*** RAW DATA Section Begins ***

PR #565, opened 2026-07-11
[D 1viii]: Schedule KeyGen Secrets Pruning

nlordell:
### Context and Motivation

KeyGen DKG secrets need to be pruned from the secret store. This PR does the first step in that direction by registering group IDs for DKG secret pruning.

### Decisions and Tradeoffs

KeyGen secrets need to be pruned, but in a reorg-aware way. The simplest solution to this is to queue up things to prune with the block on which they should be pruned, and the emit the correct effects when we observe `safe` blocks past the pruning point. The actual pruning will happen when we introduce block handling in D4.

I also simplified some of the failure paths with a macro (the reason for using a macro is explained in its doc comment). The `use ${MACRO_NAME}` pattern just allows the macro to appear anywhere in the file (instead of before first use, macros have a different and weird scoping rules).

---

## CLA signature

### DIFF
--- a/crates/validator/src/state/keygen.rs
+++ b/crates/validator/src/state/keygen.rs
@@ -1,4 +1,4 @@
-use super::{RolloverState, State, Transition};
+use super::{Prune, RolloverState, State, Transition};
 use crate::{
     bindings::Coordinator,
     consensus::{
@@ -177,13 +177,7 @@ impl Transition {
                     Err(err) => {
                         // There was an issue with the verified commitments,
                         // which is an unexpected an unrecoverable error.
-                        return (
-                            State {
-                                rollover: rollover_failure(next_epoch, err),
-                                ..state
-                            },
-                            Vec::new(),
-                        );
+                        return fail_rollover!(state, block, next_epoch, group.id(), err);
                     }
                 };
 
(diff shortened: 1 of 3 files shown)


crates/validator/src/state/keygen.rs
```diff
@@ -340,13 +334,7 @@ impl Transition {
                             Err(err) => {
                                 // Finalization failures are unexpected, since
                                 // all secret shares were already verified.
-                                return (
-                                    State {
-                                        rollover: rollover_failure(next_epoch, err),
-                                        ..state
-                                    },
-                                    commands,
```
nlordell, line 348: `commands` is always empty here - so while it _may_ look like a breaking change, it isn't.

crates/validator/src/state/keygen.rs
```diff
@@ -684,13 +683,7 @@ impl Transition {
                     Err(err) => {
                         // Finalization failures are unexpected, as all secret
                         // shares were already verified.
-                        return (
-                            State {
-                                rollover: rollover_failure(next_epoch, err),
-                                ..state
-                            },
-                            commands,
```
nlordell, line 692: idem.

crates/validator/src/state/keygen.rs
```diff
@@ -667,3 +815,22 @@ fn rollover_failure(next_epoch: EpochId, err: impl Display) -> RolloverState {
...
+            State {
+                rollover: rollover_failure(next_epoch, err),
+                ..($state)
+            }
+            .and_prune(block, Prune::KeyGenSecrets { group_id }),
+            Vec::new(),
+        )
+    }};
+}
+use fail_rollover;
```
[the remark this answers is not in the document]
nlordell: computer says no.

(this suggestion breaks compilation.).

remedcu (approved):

*** RAW DATA Section Ends ***
*** RAW DATA Section Begins ***

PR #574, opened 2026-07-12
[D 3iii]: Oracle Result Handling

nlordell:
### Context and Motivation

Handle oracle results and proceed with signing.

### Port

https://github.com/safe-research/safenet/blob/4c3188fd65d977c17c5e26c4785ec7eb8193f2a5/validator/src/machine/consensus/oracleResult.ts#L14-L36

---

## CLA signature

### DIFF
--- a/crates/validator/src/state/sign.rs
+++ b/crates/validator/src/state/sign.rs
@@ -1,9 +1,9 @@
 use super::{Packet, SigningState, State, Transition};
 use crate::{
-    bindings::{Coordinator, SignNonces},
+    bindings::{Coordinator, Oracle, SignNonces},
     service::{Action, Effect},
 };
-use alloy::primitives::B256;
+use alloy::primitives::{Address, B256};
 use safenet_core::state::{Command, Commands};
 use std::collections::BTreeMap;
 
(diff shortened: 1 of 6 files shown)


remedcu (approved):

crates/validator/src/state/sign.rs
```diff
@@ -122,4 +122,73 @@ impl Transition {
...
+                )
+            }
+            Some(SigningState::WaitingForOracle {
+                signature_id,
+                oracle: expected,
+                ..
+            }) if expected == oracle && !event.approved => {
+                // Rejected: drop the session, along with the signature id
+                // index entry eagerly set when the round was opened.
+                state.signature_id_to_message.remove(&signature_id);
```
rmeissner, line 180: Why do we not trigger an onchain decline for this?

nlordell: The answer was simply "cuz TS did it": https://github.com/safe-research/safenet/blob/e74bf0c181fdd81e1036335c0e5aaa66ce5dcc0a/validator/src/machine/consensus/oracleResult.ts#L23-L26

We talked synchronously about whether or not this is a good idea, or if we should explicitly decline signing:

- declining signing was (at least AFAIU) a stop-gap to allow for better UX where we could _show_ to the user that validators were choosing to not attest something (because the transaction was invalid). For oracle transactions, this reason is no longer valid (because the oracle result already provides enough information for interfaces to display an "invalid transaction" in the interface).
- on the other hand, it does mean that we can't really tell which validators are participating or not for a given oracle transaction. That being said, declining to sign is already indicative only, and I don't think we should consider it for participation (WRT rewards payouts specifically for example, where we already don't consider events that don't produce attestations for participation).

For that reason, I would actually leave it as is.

*** RAW DATA Section Ends ***

● **TASK DETAILS**:
How many lines of the records contain the string "return"? Respond with the number alone.

● **PROBLEM SOLUTION**:
4